Task prompt:
Each line holding the string "making" is to be copied from the data.

Data for the task:
PR #150, opened 2018-07-03
Auto-bind wrapper-element attributes

andrewpye:
Allows us to pass arbitrary attributes to the internal `wrapper-element` component and have them be bound to the rendered element (if there is one).

### DIFF
--- a/CHANGELOG.md
+++ b/CHANGELOG.md
@@ -1,6 +1,7 @@
 # ember-polaris Changelog
 
 ### Unreleased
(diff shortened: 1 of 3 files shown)


andrewpye:
I don't think it's particularly hacky, it just dynamically generates `attributeBindings`. This is basically how [`ember-one-way-controls`](https://github.com/DockYard/ember-one-way-controls/blob/master/addon/-private/dynamic-attribute-bindings.js), and was originally suggested by Robert Jackson himself (can't find the post now)... I think I'd prefer to do this than pull in another addon, though open to discussion on it

PR #151, opened 2018-07-03
Add missing hidden class to `polaris-label`

andrewpye:
Adds the `Polaris-Label--hidden` class that was missing from `polaris-label` when `hidden` was truthy.


vladucu:
PS: this might worth a test

PR #152, opened 2018-07-03
Accept card title as a string or a component

vladucu:


tests/integration/helpers/is-component-definition-test.js
```diff
@@ -0,0 +1,17 @@
...
+module('Integration | Helper | is-component-definition', function(hooks) {
+  setupRenderingTest(hooks);
+
+  // Replace this with your real tests.
+  test('it renders', async function(assert) {
+    this.set('inputValue', '1234');
+
+    await render(hbs`{{is-component-definition inputValue}}`);
+
+    assert.equal(this.element.textContent.trim(), '1234');
```
andrewpye: This test needs updating, surely it doesn't pass?

addon/helpers/is-component-definition.js
```diff
@@ -0,0 +1,13 @@
+import { helper } from '@ember/component/helper';
+import { typeOf } from '@ember/utils';
+
+export function isComponentDefinition([ content ]) {
+  if (typeOf(content) !== 'object') {
+    return false;
+  }
+
+  let contentConstructorName = content.constructor.name || '';
+  return contentConstructorName.indexOf('ComponentDefinition') > -1;
```
andrewpye: Should probably update `render-content` to use this function to keep things DRY 👍

addon/templates/components/polaris-card.hbs
```diff
@@ -3,7 +3,11 @@
     <div class="Polaris-Card__Header">
       {{#polaris-stack alignment="baseline" as |stack|}}
         {{#stack.item fill=true}}
-          {{polaris-heading text=title}}
+          {{#if (is-component-definition title)}}
```
andrewpye: Hmm... this helper is a nice idea, but it will ignore the changes I made to `render-content` in #147 (handling `content` being a hash of `componentName` and `props`). We probably want to be able to support both the component definition and `componentName` + `props` hash way of doing things here, since `render-content` will support it...

addon/components/polaris-card.js
```diff
@@ -62,6 +63,7 @@ export default Component.extend({
    * @property headerActions
    * @type {Action[]}
```
andrewpye: This should probably get changed to `Object[]` now, maybe worth checking if any other `@type`s need updating too

tests/integration/helpers/is-component-definition-test.js
vladucu: many tests should be updated if we want to be consistent with latest ones...though this should work well (ember always has backwards support)

addon/helpers/is-component-definition.js
vladucu: yeah, can do

addon/templates/components/polaris-card.hbs
vladucu: not really an idea...we need to not wrap title in a heading if it's passed as a component....but will check if we can support both

addon/components/polaris-card.js
vladucu: will leave for when we cleanup/refactor...just cause there are many things we'd need to update here

vladucu:
@andrewpye updated, dry-ed up the `render-content` component
since the `componentName` is not yet merged, will leave that part for once we settled on the solution for that, if that's cool with you

PR #153, opened 2018-07-03
Add indicator component

vladucu:


vladucu:
closing this, component is in the button component but not actually put to use

PR #156, opened 2018-07-03
Add prettier

vladucu:
Configures prettier, all cool kids seem to do it now (*cough* Shopify), mostly putting this up to see what's the general feeling.

For now you can run `yarn lint:js --fix` to format, if we'll want to go forward we can maybe have precommits too, but there's good support in editors too


tomnez:
I like this, although I personally would prefer breaking up arrays onto single line indices even if the line width was under `80` characters (or whatever value we go with). I assume that's configurable if we all agree on it?

That's really the only nitpicky opinion I have regarding using this. All the other rules seem reasonable and it will be nice to have something to catch common style errors before making a PR 👍

addon/-private/drop-zone-state.js
```diff
@@ -44,11 +44,11 @@ export default EmberObject.extend({
 
   overlayText: computed('type', function() {
     let type = this.get('type');
-    return get(dropZone, `overlayText${ capitalize(type) }`);
+    return get(dropZone, `overlayText${capitalize(type)}`);
```
andrewpye: Can (should?) we configure to keep these spaces?

addon/components/polaris-avatar.js
```diff
@@ -22,29 +18,16 @@ const avatarImages = [
   'avatarSix',
   'avatarSeven',
   'avatarEight',
-  'avatarNine'
+  'avatarNine',
```
andrewpye: This doesn't add an extra empty item to the array? TIL :smile:

andrewpye:
@vladucu looks like build failures here, needs fixing before merging 🙏

addon/-private/drop-zone-state.js
vladucu: will look into this if possible

vladucu:
thx for the feedback

will look into the things pointed out (ex: breaking up arrays onto single line indices even if the line width was under 80 characters)....and after that on the build failures if we want to go with this

PR #158, opened 2018-07-09
Pass selector to value listener in polaris-text-field

tomnez:
### Overview

The `polaris-text-field` uses ember-lifeline to add an event listener for the `keyup` event on the input field. It [doesn't require](https://github.com/ember-lifeline/ember-lifeline/blob/master/addon/mixins/dom.js#L57) a selector to be passed in, and worked fine in the dummy app. However when pulled into other apps it seems to be having issues (throws error: `Called addEventListener with selector not found in DOM: keyup`) so to be safe I'm passing the selector, which fixes the error and still works as expected.

### DIFF
--- a/addon/components/polaris-text-field.js
+++ b/addon/components/polaris-text-field.js
@@ -422,7 +422,7 @@ export default Component.extend(ContextBoundTasksMixin, ContextBoundEventListene
   }).readOnly(),
 
   addValueListener() {
-    this.addEventListener('keyup', () => {
+    this.addEventListener('input, textarea', 'keyup', () => {
       this.debounceTask('debouncedUpdateValue', 250);
     });
   },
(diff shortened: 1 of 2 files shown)


addon/components/polaris-text-field.js
```diff
@@ -422,7 +422,7 @@ export default Component.extend(ContextBoundTasksMixin, ContextBoundEventListene
   }).readOnly(),
 
   addValueListener() {
-    this.addEventListener('keyup', () => {
+    this.addEventListener('input, textarea', 'keyup', () => {
```
vladucu: should we prefer `this.element.querySelector('input')`....not sure if having just `input` will add listener to all inputs on the page or not

tomnez: @vladucu It uses `findElement(this.element, selector)`, so I think it's scoped to `this.element` of the component.

https://github.com/ember-lifeline/ember-lifeline/blob/master/addon/mixins/dom.js#L105

vladucu: sweet, thx for checking

PR #160, opened 2018-07-26
Fixes svg loading error in `polaris-drop-zone`

### LINKED ISSUE #23: Look into proper import of icon SVG files
The initial implementation of the `polaris-icon` component has a few nasties around SVG import, such as having to add `svg` options to the host app's `ember-cli-build.js`. We should look into how we do this properly.

sivakumar-kailasam:


andrewpye:
@sivakumar-kailasam this would be awesome to get sorted! Currently host apps have to manually copy the SVGs from the React component library into their app's assets... do you think this is something that could be automated here as well?

andrewpye:
If we can avoid having to pollute the host app with the SVGs that'd be pretty cool 🙂 We'd need to be careful though because a bunch of the icons come from the React implementation's `components` subdirectories (e.g. the [`Avatar` component](https://github.com/Shopify/polaris/tree/master/src/components/Avatar/images)). The current usage of this addon needs those icons dumped into the same directory as the [main icon collection](https://github.com/Shopify/polaris/tree/master/src/icons) (yes, it's ugly 😅) so there'd likely be some breakages in existing apps and possibly some of the components in this addon...

sivakumar-kailasam:
I took at the compiled `@shopify/polaris` module and looks like we'll have resort to file parsing instead of requiring the file because ember-cli freaks out at the dependencies of that module. Even ember-auto-import couldn't help here.

So I'm going to file an issue in polaris asking if they can export it as a separate module in their builds & lets tackle that in a different PR

index.js
```diff
@@ -4,6 +4,7 @@ const path = require('path');
 const resolve = require('resolve');
 const Funnel = require('broccoli-funnel');
 const MergeTrees = require('broccoli-merge-trees');
+// const polaris = require('@shopify/polaris')
```
andrewpye: Drop this if it's not being used 😉

tests/integration/components/polaris-drop-zone-test.js
```diff
@@ -241,17 +241,13 @@ module('Integration | Component | polaris-drop-zone', function(hooks) {
         assert.dom(fileUploadStackSelector).exists('fileUpload wraps content in a stack');
         assert.dom(fileUploadStackSelector).hasClass('Polaris-Stack--vertical', 'fileUpload stack is vertically aligned');
         assert.dom(fileUploadImageSelector).exists('fileUpload image is rendered');
-        assert.dom(fileUploadImageSelector).hasAttribute('src', '/ember-polaris/images/file-upload.svg', 'fileUpload has correct image `src` attribute');
```
andrewpye: Can you replace these tests with tests that the correct SVG renders please? We have a mock `svg-jar` component which sets the source on the element's data set which we use e.g. [here](https://github.com/smile-io/ember-polaris/blob/master/tests/integration/components/polaris-action-list-test.js#L106)

addon/templates/components/polaris-drop-zone/file-upload.hbs
```diff
@@ -13,11 +13,11 @@
 {{else if (eq size "large")}}
   {{#polaris-stack vertical=true spacing="tight"}}
     {{#if (eq type "file")}}
-      <img class={{imageClasses}} alt="" src={{assetFileUpload}}>
+      {{svg-jar assetFileUpload class=imageClasses}}
```
vladucu: any reason for rendering these as `svg` instead of `img`? Just asking cause this is what Polaris does and also if we can avoid `svg-jar` processing that's also a plus I think

sivakumar-kailasam: In its current form the images don't load in the consuming app because these assets aren't added to the host app's assets. This is why I started looking into this 😄 

I looked at removing svg-jar before making this change but it looks like we do it use it in other components within this app, so went with this.

sivakumar-kailasam:
> update the readme to reflect the changes to the installation procedure.
@andrewpye looks like this will have to remain as is for now until we sort out the issue with importing polaris icons.

andrewpye:
>>update the readme to reflect the changes to the installation procedure.

>@andrewpye looks like this will have to remain as is for now until we sort out the issue with importing polaris icons.

@sivakumar-kailasam all of it? Maybe I've misunderstood, I thought this PR removed the need for adding the `ember-svg-jar` options to the host app's `ember-cli-build.js` - did I get that wrong? 😅

sivakumar-kailasam:
You did mean https://github.com/smile-io/ember-polaris/blob/master/README.md#icons section right?  

This PR only helps polaris-drop-zone 😄 other assets still need to be imported as mentioned in that readme

andrewpye:
Ahhh OK, from the PR title and the comment about this fixing #23 I thought this was something much wider-scoped than it actually is 😅 In that case can you update the title to reflect that this only impacts `polaris-drop-zone`, and remove the "github magic" about this fixing #23 because it doesn't actually address what that issue was opened for? Thanks!

addon/templates/components/polaris-drop-zone/file-upload.hbs
vladucu: ahh, got it
I know this worked initially, but then moved this repo to `@smile-io` org, so that broke this
I think if we change `/ember-polaris/images/file-upload.svg` -> `/@smile-io/ember-polaris/images/file-upload.svg` should work....cause the addon's assets in `public` should be merged in the host app right?

sivakumar-kailasam: Its now at `@smile-io/ember-polaris/ember-polaris/images/file-upload.svg` 😞

vladucu: damn, ok....let's just use this branch for now

sivakumar-kailasam:
Done!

Written answer:
That's really the only nitpicky opinion I have regarding using this. All the other rules seem reasonable and it will be nice to have something to catch common style errors before making a PR 👍
I looked at removing svg-jar before making this change but it looks like we do it use it in other components within this app, so went with this.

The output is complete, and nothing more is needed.